If you have spare money every month, you can choose a fixed investment fund, with a monthly minimum of 200 yuan and a maximum of 50,000 yuan.
There are two ways to charge the fund: first, the front-end charge, which is the default, that is, the handling fee will be paid in proportion when buying every month, which increases the cost of fixed investment. The handling fee is 1.5% if you buy it at the bank counter, 60-20% if you buy it online, and the minimum handling fee is 40% if you buy it at the fund company website. There is a redemption fee ranging from 0.25% to 0.5% at the time of redemption. There is also a back-end charge, that is, there is no handling fee when you buy it every month, but you can redeem it when it reaches the time specified by the fund company (ranging from 3 years to 10 years), and there is no handling fee, which can save a lot of handling fees in the long run.
Therefore, it is best to choose a fund with back-end charges for fixed investment funds.
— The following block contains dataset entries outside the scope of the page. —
PR #539, opened 2020-06-22
Add more Copy implementations

matthewjasper:
This is mainly so that `QuantifiedWhereClause` can be put in a
`rustc_middle::ty::List`, the others are added in case they're useful.


jackh726:
@matthewjasper can you rebase?

PR #541, opened 2020-06-23
Fix built-in Fn impls when generics are involved

flodiebold:
There were two problems:
 - the FnDef impl was using a wrong substitution for the FnDef (calling
   `builder.substitution_in_scope()`, which wasn't even necessarily the same
   number of parameters -- not sure what the intention was there)
 - when looking for `Normalize` clauses, the self type wasn't generalized (so
   bound variables were handled wrongly). (This lead to crashes when trying to
   integrate it in rust-analyzer: rust-analyzer/rust-analyzer#4982)

### DIFF
--- a/tests/test/fn_def.rs
+++ b/tests/test/fn_def.rs
@@ -96,5 +96,73 @@ fn fn_def_implements_fn_traits() {
         } yields {
             "Unique"
         }
+
+        goal {
+            bar: Fn<(i32,)>
+        } yields {
+            "Unique"
+        }
+
+        goal {
+            Normalize(<bar as FnOnce<(i32,)>>::Output -> ())
+        } yields {
+            "Unique"
+        }
+
+        goal {
+            baz: Fn<(i32,)>
+        } yields {
+            "Unique"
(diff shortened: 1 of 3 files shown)


tests/test/fn_def.rs
```diff
@@ -96,5 +96,73 @@ fn fn_def_implements_fn_traits() {
...
+
+        goal {
+            forall<T> { foo<T>: Fn<(T,)> }
+        } yields {
+            "Unique"
+        }
+
+        goal {
+            exists<T> { Normalize(<foo<T> as FnOnce<(T,)>>::Output -> T) }
+        } yields[SolverChoice::recursive()] {
```
jackh726, line 158: Is this associated type ambiguity for SLG? If so, can you add a comment (next to the wrong output)?

flodiebold: Oh hm actually I just added that while debugging, let me check whether it fails.

flodiebold: No, works fine, I've removed it.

Not all funds have a back end.
Second, change the cash dividend into dividend reinvestment, so that if the fund company pays dividends, all cash will be automatically repurchased, and there is no handling fee for this part of the fund.
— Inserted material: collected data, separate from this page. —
PR #543, opened 2020-06-27
Incorporate region constraints into program clauses

### LINKED ISSUE #508: refactor how "lifetime outlives" goals are integrated into the solver

nathanwhit:
Closes #508

This PR attempts the refactoring proposed in #508, which is to incorporate region constraints into program clauses.

I haven't been able to find a good way to simplify unification with this approach, which is a bit of a downside compared to the current approach.

### DIFF
--- a/chalk-engine/src/context.rs
+++ b/chalk-engine/src/context.rs
@@ -8,7 +8,7 @@
 use crate::{CompleteAnswer, ExClause};
 use chalk_ir::interner::Interner;
 use chalk_ir::{
-    AnswerSubst, Binders, Canonical, ConstrainedSubst, Constraint, DomainGoal, Environment,
+    AnswerSubst, Binders, Canonical, ConstrainedSubst, Constraints, DomainGoal, Environment,
     Fallible, Floundered, GenericArg, Goal, InEnvironment, ProgramClause, ProgramClauses,
     Substitution, UCanonical, UniverseMap,
 };
@@ -94,7 +94,7 @@ pub trait ContextOps<I: Interner, C: Context<I>>: Sized + Clone + Debug {
     ) -> (
         C::InferenceTable,
         Substitution<I>,
-        Vec<InEnvironment<Constraint<I>>>,
+        Constraints<I>,
         Vec<InEnvironment<Goal<I>>>,
     );
 
@@ -181,7 +181,7 @@ pub trait UnificationOps<I: Interner, C: Context<I>> {
         &mut self,
         interner: &I,
         subst: Substitution<I>,
-        constraints: Vec<InEnvironment<Constraint<I>>>,
+        constraints: Constraints<I>,
     ) -> Canonical<ConstrainedSubst<I>>;
 
     // Used by: logic
@@ -189,7 +189,7 @@ pub trait UnificationOps<I: Interner, C: Context<I>> {
         &mut self,
         interner: &I,
         subst: Substitution<I>,
-        constraints: Vec<InEnvironment<Constraint<I>>>,
+        constraints: Constraints<I>,
         delayed_subgoals: Vec<InEnvironment<Goal<I>>>,
     ) -> Canonical<AnswerSubst<I>>;
 
--- a/chalk-engine/src/context.rs
+++ b/chalk-engine/src/context.rs
@@ -8,7 +8,7 @@
 use crate::{CompleteAnswer, ExClause};
 use chalk_ir::interner::Interner;
 use chalk_ir::{
-    AnswerSubst, Binders, Canonical, ConstrainedSubst, Constraints, DomainGoal, Environment,
+    AnswerSubst, Binders, Canonical, ConstrainedSubst, Constraint, DomainGoal, Environment,
     Fallible, Floundered, GenericArg, Goal, InEnvironment, ProgramClause, ProgramClauses,
     Substitution, UCanonical, UniverseMap,
 };
@@ -94,7 +94,7 @@ pub trait ContextOps<I: Interner, C: Context<I>>: Sized + Clone + Debug {
     ) -> (
         C::InferenceTable,
         Substitution<I>,
-        Constraints<I>,
+        Vec<InEnvironment<Constraint<I>>>,
         Vec<InEnvironment<Goal<I>>>,
     );
 
@@ -181,7 +181,7 @@ pub trait UnificationOps<I: Interner, C: Context<I>> {
         &mut self,
         interner: &I,
         subst: Substitution<I>,
-        constraints: Constraints<I>,
+        constraints: Vec<InEnvironment<Constraint<I>>>,
     ) -> Canonical<ConstrainedSubst<I>>;
 
     // Used by: logic
@@ -189,7 +189,7 @@ pub trait UnificationOps<I: Interner, C: Context<I>> {
         &mut self,
         interner: &I,
         subst: Substitution<I>,
-        constraints: Constraints<I>,
+        constraints: Vec<InEnvironment<Constraint<I>>>,
         delayed_subgoals: Vec<InEnvironment<Goal<I>>>,
     ) -> Canonical<AnswerSubst<I>>;
 
--- a/chalk-ir/src/lib.rs
+++ b/chalk-ir/src/lib.rs
@@ -2558,9 +2558,6 @@ pub enum GoalData<I: Interner> {
     /// proven via program clauses
     DomainGoal(DomainGoal<I>),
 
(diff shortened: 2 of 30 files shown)


chalk-ir/src/lib.rs
```diff
@@ -2009,6 +2009,9 @@ pub struct ProgramClauseImplication<I: Interner> {
     /// The condition goals that should hold.
     pub conditions: Goals<I>,
 
+    /// The lifetime constraints that should be proven.
+    pub constraints: Vec<InEnvironment<Constraint<I>>>,
```
jackh726, line 2013: Can you make this an interned type?

chalk-solve/src/infer/unify.rs
```diff
@@ -472,14 +478,15 @@ impl<'t, I: Interner> Unifier<'t, I> {
...
 
-    fn push_lifetime_eq_subgoal(&mut self, a: Lifetime<I>, b: Lifetime<I>) {
-        let interner = self.interner;
-        let b_outlives_a = GoalData::AddRegionConstraint(b.clone(), a.clone()).intern(interner);
-        self.goals
-            .push(InEnvironment::new(self.environment, b_outlives_a));
-        let a_outlives_b = GoalData::AddRegionConstraint(a, b).intern(interner);
-        self.goals
-            .push(InEnvironment::new(self.environment, a_outlives_b));
+    fn push_lifetime_eq_constraint(&mut self, a: Lifetime<I>, b: Lifetime<I>) {
```
nikomatsakis, line 481: This setup is fine, but I think that the idea would be to push a [`LifetimeOutlives`](http://rust-lang.github.io/chalk/chalk_ir/struct.LifetimeOutlives.html) domain goal, and that we would have chalk-solve have a rule that says "to prove `LifetimeOutlives('a, 'b)`, add the region constraints that `'a: 'b`"

jackh726: Hmm, yeah that's actually probably a better way to approach this.

nathanwhit:
Just pushed some new changes to make the constraints an interned type, and to apply @nikomatsakis's suggestion for factoring constraints out of unification.

I did run into a problem though: after changing unification to emit `LifetimeOutlives` goals instead of constraints, a few of the tests started failing for (only) the recursive solver. From what I can tell the issue is that in the recursive solver when we try to solve an outlives goal with a bound lifetime like `'^0_0 : 'a` we find program clauses for the goal [before instantiating it](https://github.com/rust-lang/chalk/blob/2bd06ea1cac18cc83958667122d3d4488f6a9835/chalk-solve/src/recursive/solve.rs#L76), which yields a program clause with the [bound variable shifted in](https://github.com/rust-lang/chalk/blob/2bd06ea1cac18cc83958667122d3d4488f6a9835/chalk-solve/src/clauses/builder.rs#L80-L85), `^1_0 : 'a`. We then try to solve that program clause derived from the non-instantiated goal `'0_0 : 'a` in an effort to solve the instantiated goal `?0 : 'a`, and fail when trying to instantiate the program clause [here](https://github.com/rust-lang/chalk/blob/2bd06ea1cac18cc83958667122d3d4488f6a9835/chalk-solve/src/recursive/fulfill.rs#L173-L179) because the assertion [here](https://github.com/rust-lang/chalk/blob/2bd06ea1cac18cc83958667122d3d4488f6a9835/chalk-ir/src/lib.rs#L2853) fails.

The most recent commit 8dfa89af0aa2533afc9d53e91fc1ec82504b239e fixes the test failures, but it doesn't feel like the *right* fix, so any thoughts/feedback would be helpful.

chalk-engine/src/context.rs
```diff
@@ -94,7 +94,7 @@ pub trait ContextOps<I: Interner, C: Context<I>>: Sized + Clone + Debug {
     ) -> (
         C::InferenceTable,
         Substitution<I>,
-        Vec<InEnvironment<Constraint<I>>>,
+        Constraints<I>,
```
jackh726, line 97: I feel like it isn't worth using the interned `Constraints` here. We don't really intern anything else in `chalk-engine`. Maybe we should, but for consistency, let's just leave this as a `Vec`

jackh726:
So, I haven't looked much into it, but I think this is related to the problem we run into with the builtin traits. For that we use `generalize` (https://github.com/rust-lang/chalk/blob/master/chalk-solve/src/clauses/builtin_traits.rs#L21). But I honestly still haven't looked at the recursive solver a ton. So cc @flodiebold and @nikomatsakis

chalk-ir/src/lib.rs
```diff
@@ -2629,6 +2630,79 @@ pub enum Constraint<I: Interner> {
...
+            interned: I::intern_constraints(interner, constraints.into_iter().casted(interner))?,
+        })
+    }
+
+    /// Get the interned representation of the constraints.
+    pub fn interned(&self) -> &I::InternedConstraints {
+        &self.interned
+    }
+
+    /// Index into the list of constraints.
```
nikomatsakis, line 2670: We gotta find a way to remove this boilerplate

chalk-solve/src/recursive/fulfill.rs
```diff
@@ -173,11 +174,17 @@ impl<'s, I: Interner, Solver: SolveDatabase<I>, Infer: RecursiveInferenceTable<I
         let ProgramClauseImplication {
             consequence,
             conditions,
+            constraints,
             priority: _,
         } = fulfill
             .infer
             .instantiate_binders_existentially(fulfill.solver.interner(), clause);
```
nikomatsakis, line 181: Hmm I suspect the problem is that somehow this is not instantiating the `^1` in the program clause constraints...

chalk-solve/src/recursive/solve.rs
```diff
@@ -68,12 +69,12 @@ pub(super) trait SolveIteration<I: Interner>: SolveDatabase<I> {
                 // or from the lowered program, which includes fallback
                 // clauses. We try each approach in turn:
 
-                let InEnvironment { environment, goal } = &canonical_goal.canonical.value;
-
+                let (_, _, InEnvironment { environment, goal }) =
+                    self.new_inference_table(&canonical_goal);
```
nikomatsakis, line 73: What motivated this change?

chalk-solve/src/clauses.rs
```diff
@@ -314,12 +314,15 @@ fn program_clauses_that_could_match<I: Interner>(
                 .to_program_clauses(builder),
         },
         DomainGoal::Holds(WhereClause::LifetimeOutlives(LifetimeOutlives { a, b })) => {
-            builder.push_clause(
-                WhereClause::LifetimeOutlives(LifetimeOutlives {
+            builder.push_fact_with_constraints(
```
nikomatsakis, line 317: The problem with the recursive solver is that this is generating an overly specific rule. It is creating a rule that is **specific** to a, b, but we can make a more general rule like `forall<a, b> { Outlives('a: 'b) :- [] && Constraint('a: 'b)` -- sorry, not sure of the notation. =)

We do need to add a helper analogous to [`ClauseBuilder::push_bound_ty`](http://rust-lang.github.io/chalk/chalk_solve/clauses/builder/struct.ClauseBuilder.html#method.push_bound_ty) but for lifetimes. Then we can do something like this:

```rust
builder.push_bound_lifetime(|builder, a| {
  builder.push_bound_lifetime(|builder, b| {
    builder.push_fact_with_constraints(
      LifetimeOutlives { a, b },
      Some(/* new constraint that a: b */)
    )
  })
})
```

chalk-ir/src/lib.rs
nathanwhit: Definitely agree, we have basically this exact code duplicated for at least 4 other types. I'll open an issue for it.

chalk-solve/src/recursive/solve.rs
nathanwhit: It was basically a result of noticing that in the SLG solver (which worked properly), but not the recursive solver, we instantiate goals before finding relevant program clauses, then wondering if replicating that might work here. It (surprisingly) did fix all the test failures, but it wasn't really driven by a strong intuition.

chalk-solve/src/clauses.rs
nathanwhit: Ah I see, that makes sense. Thanks for the help!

Third, if you have no money to make a fixed investment this month, or if the market rises very high and the fund price is very high, you can also stop investing for one or two months, which will not affect your future fixed investment, but don't stop investing for three months in a row. If the investment is stopped for three consecutive months, the fixed investment will automatically stop.
Fourth, when the stock market is in a bull market, funds also rise a lot. At this time, the investment can be appropriately reduced. If the stock market is in a bear market, you can appropriately increase investment and increase the fund share.
The above points have been mastered, and the fixed investment fund still has good returns.